I am about to do my own mixing for the first time.

I will be doing

1 bag (50lbs) select horse feed (by southern states)
1 bag (50lbs) sweet goat feed (by southern states)
BOSS (not sure the amount - probably like 25lbs)

This is still in the thinking stages - but I have to go get feed tomorrow so we shall see how this all works out.


----------



## sparks879 (Oct 17, 2007)

I mix one fifty lb bag of dry or wet cob depending on the time of year, during the winter they get dry because they get beet pulp during the warmer months they get wet cob. One fifty lb bag whole or rolled oats. one twenty lb bag viger plus, one fifty lb bag alfafa pellets, and i top dress with sunflower seeds.
beth


----------



## sparks879 (Oct 17, 2007)

Sarah, I just read your goat grain mix and am very much interested in it. My biggest problem is i have to buy at the local feed store i don;t have a mill anywhere near me. How much of the mix do you give your kids? That is one of the biggest problems i face is slow growing kids. They get the same grain mix my adults do and i start them on it at about two to three weeks of age, usually when i see them nibbling on stuff. 
And where do you get your kelp?
beth


----------



## goathappy (Oct 5, 2007)

Ask your local feed store if they can order the ingriedients for you, we mix our own, we just buy the ingriendients(except oats, we grow them) We have a mixer, but what is more economical for smaller batches is a cement mixer, those work great.
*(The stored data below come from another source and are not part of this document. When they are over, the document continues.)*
PR #5792, opened 2022-09-13
Minor FossId improvements

fviernau:
The original motivation of changing something was to eliminate the redundant spread operators in all callers of `runScan()`.
When dropping the redundant spread operators the callers which provided multiple pairs as varargs became a tad hard to read.
So, this PR refactors to use the type `Map` for the options, and thereby eliminates the rundant spread operators.

### DIFF
--- a/clients/fossid-webapp/src/main/kotlin/PostRequestBody.kt
+++ b/clients/fossid-webapp/src/main/kotlin/PostRequestBody.kt
@@ -26,5 +26,5 @@ class PostRequestBody(
     apiKey: String,
     vararg options: Pair<String, String>
 ) {
-    val data: MutableMap<String, String> = mutableMapOf("username" to user, "key" to apiKey, *options)
+    val data = mapOf("username" to user, "key" to apiKey, *options)
 }
--- a/clients/fossid-webapp/src/main/kotlin/PostRequestBody.kt
+++ b/clients/fossid-webapp/src/main/kotlin/PostRequestBody.kt
@@ -24,7 +24,7 @@ class PostRequestBody(
     val group: String,
     user: String,
     apiKey: String,
-    vararg pairs: Pair<String, String>
+    vararg options: Pair<String, String>
 ) {
-    val data: MutableMap<String, String> = mutableMapOf("username" to user, "key" to apiKey, *pairs)
+    val data: MutableMap<String, String> = mutableMapOf("username" to user, "key" to apiKey, *options)
 }
--- a/clients/fossid-webapp/src/main/kotlin/PostRequestBody.kt
+++ b/clients/fossid-webapp/src/main/kotlin/PostRequestBody.kt
@@ -24,7 +24,11 @@ class PostRequestBody(
     val group: String,
     user: String,
     apiKey: String,
-    vararg options: Pair<String, String>
+    options: Map<String, String> = emptyMap()
 ) {
-    val data = mapOf("username" to user, "key" to apiKey, *options)
+    val data = buildMap {
+        put("username", user)
+        put("key", apiKey)
+        putAll(options)
+    }
 }
--- a/clients/fossid-webapp/src/main/kotlin/PostRequestBody.kt
+++ b/clients/fossid-webapp/src/main/kotlin/PostRequestBody.kt
@@ -19,16 +19,24 @@
 
 package org.ossreviewtoolkit.clients.fossid
 
-class PostRequestBody(
+data class PostRequestBody private constructor(
     val action: String,
     val group: String,
-    user: String,
-    apiKey: String,
-    options: Map<String, String> = emptyMap()
+    val data: Map<String, String>
 ) {
-    val data = buildMap {
-        put("username", user)
-        put("key", apiKey)
-        putAll(options)
-    }
+    constructor(
+        action: String,
+        group: String,
+        user: String,
+        apiKey: String,
+        options: Map<String, String> = emptyMap()
+    ) : this(
+        action,
+        group,
+        buildMap {
+            put("username", user)
+            put("key", apiKey)
+            putAll(options)
+        }
+    )
 }
--- a/scanner/src/test/kotlin/scanners/fossid/FossIdTest.kt
+++ b/scanner/src/test/kotlin/scanners/fossid/FossIdTest.kt
@@ -384,7 +384,7 @@ class FossIdTest : WordSpec({
                     USER,
                     API_KEY,
                     scanCode,
-                    *arrayOf(
+                    mapOf(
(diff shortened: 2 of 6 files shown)


clients/fossid-webapp/src/main/kotlin/PostRequestBody.kt
```diff
@@ -19,16 +19,24 @@
 
 package org.ossreviewtoolkit.clients.fossid
 
-class PostRequestBody(
+data class PostRequestBody private constructor(
```
sschuberth, line 22: What's the benefit of turning this into a data class? Please provide a rationale in the commit message.

sschuberth (changes requested):

clients/fossid-webapp/src/main/kotlin/PostRequestBody.kt
sschuberth: > The generated functions may be useful.

In what context might the generated functions be useful? I mean, we'll probably never need a proper `equals` for a `PostRequestBody`.

Don't get me wrong, I'm not completely against turning this into a data class. I'm just curious about the direction behind that idea, if any. Because standing on its own, this just increases the number of code lines without an obvious benefit currently.

clients/fossid-webapp/src/main/kotlin/PostRequestBody.kt
```diff
@@ -19,16 +19,24 @@
...
+        user: String,
+        apiKey: String,
+        options: Map<String, String> = emptyMap()
+    ) : this(
+        action,
+        group,
+        buildMap {
+            putAll(options)
+            put("username", user)
+            put("key", apiKey)
```
sschuberth, line 39: Here the order is still swapped.

sschuberth (changes requested):

clients/fossid-webapp/src/main/kotlin/PostRequestBody.kt
fviernau: I didn't have any specific case in mind. The class just seemed like a perfect fit for a data class, and I thought the client library might be used also from outside ort. Maybe some test compares a constructed test via `equals` maybe someone adds it to a `Set` / `Map` or uses `copy()` to change a single attribute value. 

I wouldn't have an issue at all with dropping this commit. What do you prefer?

sschuberth: Ok, thanks for your thoughts. Let's keep the code then now that it's there.

sschuberth (approved):

scanner/src/test/kotlin/scanners/fossid/FossIdTest.kt
```diff
@@ -646,6 +646,18 @@ class FossIdTest : WordSpec({
...
+
+            coVerify(exactly = 1) {
+                service.runScan(
+                    USER,
+                    API_KEY,
+                    scanCode,
+                    *arrayOf(
+                        "auto_identification_detect_declaration" to "0",
+                        "auto_identification_detect_copyright" to "0"
+                    )
```
sschuberth, line 658: Sorry, I'm not good at reading MockK code. While I've verified that the test passes, I do not understand why. Doesn't this array also match the `any()` from line 647? Because if so, how can line 647 not be called at all, but this code be called once?

scanner/src/test/kotlin/scanners/fossid/FossIdTest.kt
```diff
@@ -643,7 +643,7 @@ class FossIdTest : WordSpec({
                 service.checkDownloadStatus(USER, API_KEY, scanCode)
             }
 
-            coVerify(exactly = 0) {
+            coVerify(exactly = 1) {
```
sschuberth, line 646: Doesn't this now check exactly the same function signature as the check you added in the previous commit? And if so, can't we just drop this check completely?

fviernau: This now checks that there is one invocation in total. It matches the parameters exactly, but matches arbitrary values for the options. So, to put the assertion in words: "Assert that there is no invocation besides the one asserted exactly below." E.g. the one with:

```
 "auto_identification_detect_declaration" to "0",
 "auto_identification_detect_copyright" to "0"`
```

The reason why I added the assertion was that I also had a hard time figuring out why the test started failing.
And I thought the added assertion brings at least a bit of clarity / understanding.

scanner/src/test/kotlin/scanners/fossid/FossIdTest.kt
fviernau: > doesn't this array also match the any() from line 647? 

I thought that too initially, but I found it doesn't.

scanner/src/test/kotlin/scanners/fossid/FossIdTest.kt
fviernau: I read up a bit on this topic and it seems that what I've been doing with two assertions should be done with just one, using `verifyAll`, see https://github.com/mockk/mockk/issues/74.

fviernau: Hm, `verifyAll` also is not really what fits as that would verify all interactions with the mock, while my assertion is about all calls to the `runScan` function of the mock, but doesn't care about all the other function invocations.

fviernau: Any preference what to do @sschuberth ? I tend to change amend my commit which introduces the new assertion to remove the existing one above. (Rationale: we verify that the created scan is run, but don't check that it is not run twice. This seems reasonable as, like the test name suggests, the test is about creation of the scan - not about executing (running). Makes sense to you as well?

fviernau: I've updated the commits according to my previous comment.

scanner/src/test/kotlin/scanners/fossid/FossIdTest.kt
sschuberth: Apparently one has to use [`*anyVararg()`](https://mockk.io/#varargs) instead.

scanner/src/test/kotlin/scanners/fossid/FossIdTest.kt
sschuberth: > Makes sense to you as well?

Yes. However, in the commit message shouldn't "without empty `options`" say "with empty `options`"?

fviernau: ...right!

sschuberth (approved):

PR #5794, opened 2022-09-14
OsvServiceFunTest: Be lenient about the array order in all tests

sschuberth:
So far this was only done for "getVulnerabilityForId() returns the expected vulnerability for the given ID". Consistently do this in all tests to avoid breakages due changes in array order only.

### DIFF
--- a/clients/osv/src/funTest/kotlin/OsvServiceFunTest.kt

We give our kids 2 cups a day(I think, we go by the Fiasco feeding chart) and barley really makes them grow. We start our kids on grain, hay and minerals at a week old, they don't eat it but by 2 weeks they eat it realy good. We also give them a homeopathic remedy to help with their growing and maturing.

We had our feed mill order kelp for us, that was the cheapest way to get it.


----------



## sparks879 (Oct 17, 2007)

Yea i looked into the kelp last night i can get a twelve lb bag through hoegger for a little over thirteen dollars plus shipping. 
What is the homeopathic remedy that you give your kids just out of curiosity. The last show i was at the judge kept calling my goats frail which they arn't but they are small. Some of the jr. kids born in late april and may were bigger then my march kids. I do offer grain free choice, give milk free choice up until they are four months of age, the get wormed and treated for cocci on a regular basis. And free choice hay and minerals from three weeks on. They look good act healthy fecals always look good, i just have a hard time getting them to grow.
thanks in advance
beth


----------



## goathappy (Oct 5, 2007)

The remedy is Calc Phos 30c, I'll have to double check, but we give it to them once a day for a week, then once a week for a month or two. It helps to promote the healthy development of bones, muscles, digestive system etc, and help them to develop into a stronger adult.


----------



## Sybil (Dec 21, 2007)

I'm just feeding dry cob, with BOSS, alfalfa pellets and started Fastrack as I have 2 kids that are on the small side. Just started the Fastrack last week. They also have free choice orchard grass hay and trace mineral salt blocks. I'm looking into a loose mineral to change to. I don't have anyone milking and the girls are not due to kid until April. 
Sue


----------



## sparks879 (Oct 17, 2007)

Sarah os rolled barley ok? i called my feed store and that is what they have. 
thanks
beth


----------



## goathappy (Oct 5, 2007)

Yep! My goats will only eat rolled barley, sometimes we can only get crimped and they won't eat it as well. With barley, it has to be rolled or crimped because otherwise it will just pass right through them because their rumen cannot digest the whole grain and break it down.


----------



## sparks879 (Oct 17, 2007)

Im going to get one bag for now and see if they like it, how little or how much should i start them out on?
Thanks
beth


----------



## goathappy (Oct 5, 2007)

Are your girls pregnant right now? How much are you feeding them right now? Depending upon how much you are feeding, probably start them out on 1/2-1 cup for now


----------



## sparks879 (Oct 17, 2007)

yes i have pregnant does right now, some more then others. They are getting about one and one half scoop of alfafa pellets one scoop is probably about foyr measuring cups. And half a scoop of dry cob, one handful of BOSS all they hay and minerals they want. Im working on getting some kelp as well.
beth


----------



## goathappy (Oct 5, 2007)

Probably replace a cup of something you are feeding now with barley


----------



## sparks879 (Oct 17, 2007)

My does didn't seem to notice a difference in feed. I gave them less cob and a little barley. Little bit was practically climbing into the barrel before i could get her dinner dished up and her where she was suposed to be. I just hopes this helps with the kids growth...
thanks sarah
beth


----------



## goathappy (Oct 5, 2007)

Your welcome


----------



## Dover Farms (Oct 16, 2007)

I am interested in feeding your recipe Sarah. We aren't happy with our feed. It's 14% feed from our feed mill....it's their feed for goats. It has corn, oats, soybean pellets, and molasses. I can't tell you how much, as the feed tag in front of me doesn't say.  Are girls just don't gain weight on it, especially while milking. I am sure it didn't help the hay that we are feeding(almost done with it now!  ). It is 3rd cutting Alfalfa hay, but it got rained on and I think it is worse than 1st cutting.  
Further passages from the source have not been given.